Issue #427, opened 2019-03-08
Retrieve symmetric key for config decryption


jiachen1120:
@dz-1 has already implemented Integrate decryption module in all retrievals of config https://github.com/networknt/light-4j/issues/413

But the symmetric key is hard coded as framework name "light" in AESDecryptor. We need to make it configurable

processes need to be defined:
Deployed in VM:
Key retrieved by user input on server start
Deployed in CaaS:
Key retrieved by environment variable

stevehu:
The best way to make it work is through [light-config-server](https://doc.networknt.com/service/config/) as it defines a process to split the key between the service owner and the DevOps engineer. No single person knows the key in full but the config server and service instance knows the full key to enable the encryption and decryption.

jiachen1120:
@stevehu Hey. I think this requirement might apply to users who don't want to use the config server. In the absence of a config server, perhaps relying solely on config modules can lead to potential security issues? Since the password for decryption is fixed

jiachen1120:
@stevehu Also would like to ask you a question about the config server, Is the config got from config server is decrypted?

stevehu:
@jiachen1120 I agree that we need to have a solution for standalone applications; however, it would be very hard to just use the environment variable and we need a way to get the key inside the application itself. If you have some ideas already, please write an RFC so that we can discuss. 

When using the config server, the values should be encrypted by the config server and decrypted in the application. The key in the application is constructed by something set up in the application and an environment variable provided by the DevOps engineer.

PR #429, opened 2019-03-20
Feat/#427 config decryption

jiachen1120:
Hey! 
This PR is based on @dz-1 PR, https://github.com/networknt/light-4j/pull/414. Please merge that PR before this one :)

This PR includes the implementation of two new decryptor:
1. AutoASEDecryptor -- can retrieve configuration file decryption password from environment variables
2. ManualASEDecryptor -- can retrieve configuration file decryption password by stdin when server startup

This two implementation can be configured in the config.yml, more detailed can be referred from the RFC. Look forward to your review!

Related RFC: https://github.com/networknt/light-rfcs/blob/feat/%23427-config-decryption/light-4j/0018-retrieve%20symmetric%20key%20for%20config%20decryption.md

Related issue: https://github.com/networknt/light-4j/issues/427


dz-1:
The differences among the three classes, ASEDecryptor, AutoASEDecryptor, and ManualASEDecryptor, are minor. They are different only in the way of acquiring the password. 
The method `init()` doesn't have to be static, I think. We can move the common code to a common abstract class with an abstract `init()` method? 
Or, we can simply restructure `ASEDecryptor` a little bit and use it as the parent class of AutoASEDecryptor and ManualASEDecryptor.

dz-1:
Or, maybe use `Strategy pattern` to abstract away the difference.

miklish:
Also, shouldn't this be AES not ASE?

jiachen1120:
@dz-1 Hey, I restructured ASEDecryptor  and use it as the parent class of AutoASEDecryptor and ManualASEDecryptor. @miklish Yes, it should be AES.

NicholasAzar:
@jiachen1120 could you please take a look at the conflicts?

jiachen1120:
@NicholasAzar Sure, will work on it!

NicholasAzar:
[config decryption](https://trello.com/c/1Ilpssv9/128-config-decryption)

jiachen1120:
@ddobrin Hey, I changed the package name from utility to decrypt is because @dz-1 moved the decryptor to decrypt package in PR: https://github.com/networknt/light-4j/pull/414. And this feature would be release in 1.6x, same as: https://github.com/networknt/light-4j/pull/414#issuecomment-475755465.

Sure, I will document this feature in config part to specify how to use this feature.

ddobrin:
@jiachen1120 : please note that 1.6.x still indicates backwards compatibility, according to https://semver.org/.

As the master branch already contains changes which development teams wish to use in future projects, teams would have to make the changes imposed by this PR as well. 

I do understand that #414 is imposing this, however I would recommend that users are informed/notified or this issue addressed, as 1.6.x would still indicate backwards compatibility

dz-1:
@ddobrin We moved the interface from `util` to `decryptor` because the `util` module has too many dependencies. Since our changes are in the `config` module, there will be circular dependencies if we use the interface as is.
If this change is a concern, we would have to move the decryptor  related changes to later releases.

@stevehu Please advise.

stevehu:
We want to follow the rules from https://semver.org/ whenever possible. That is why we still keep the secret.yml in the master branch although it can be removed with the new feature supports decryption in every config file. When we talk about compatibility, we need to keep the scope in perspective, otherwise, we will reach version 100 very soon with all the new features introduced on a daily basis. 

The entire platform can be divided into core and new features. I think for the same minor version, we need to ensure that we won't break the core which most users are using. For new features introduced to the platform, it needs time to be stabilized. Since not a lot of users are using these features, we can correct the API mistakes within the same minor version. However, we need to clearly document the impact and guide users to upgrade in the release notes and documentation. 

For this particular decryptor, it was my mistake when it was introduced as I didn't think to put it into the config module but as a utility to call. It is much better to put it into the config module so that it is transparent for users. As I know, there are not a lot of users are using the encryption and decryption, so changing the package name and move the configuration from service.yml to config.yml shouldn't impact the majority of users but only some enterprise users who have restricted security policies. It happens that we have direct supporting channels with these users and we can help them to upgrade. 

This is just a starting and we might face similar situations very often down the road. I will try to facilitate a discussion internally and document the detail rules in our process.

stevehu:
@ddobrin I think your clients are impacted the most. Could you please review this PR and the document update by @jiachen1120 to gauge the impact and give us your feedback? Your evaluation will help us to perfect the document and guide us to write the release notes for other users.

ddobrin:
@jiachen1120 @stevehu : I will make the changes for my client and we'll move this forward.

I would like to recommend that we remove the old packaging from all code and config classes, to have a uniform 
For example, we should update: `/light-4j/data-source/src/test/resources/config/service.yml`

For the documentation, I would specify that the secret.yml approach is still available and that this was the approach:
secret.yml
   pwd : CRYPT eiuewyiweyiew

and the new approach is:
  ....
where config.yml looks like:
...
decryptorClass:
  com.networknt.decrypt.AESDecryptor

I would also mention that by default, the com.networknt.decrypt.AESDecryptor is wired into the config,yml available under light-4j/config/src/main/resources/config

Developers should be able to glance how it worked, how it works now and the available defaults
+-------+
§ ABOUT THIS TASK
Look through the entries above. Copy out every line holding the word "notes".

§ RESPONSE FOR THIS EXERCISE
The entire platform can be divided into core and new features. I think for the same minor version, we need to ensure that we won't break the core which most users are using. For new features introduced to the platform, it needs time to be stabilized. Since not a lot of users are using these features, we can correct the API mistakes within the same minor version. However, we need to clearly document the impact and guide users to upgrade in the release notes and documentation. 
@ddobrin I think your clients are impacted the most. Could you please review this PR and the document update by @jiachen1120 to gauge the impact and give us your feedback? Your evaluation will help us to perfect the document and guide us to write the release notes for other users.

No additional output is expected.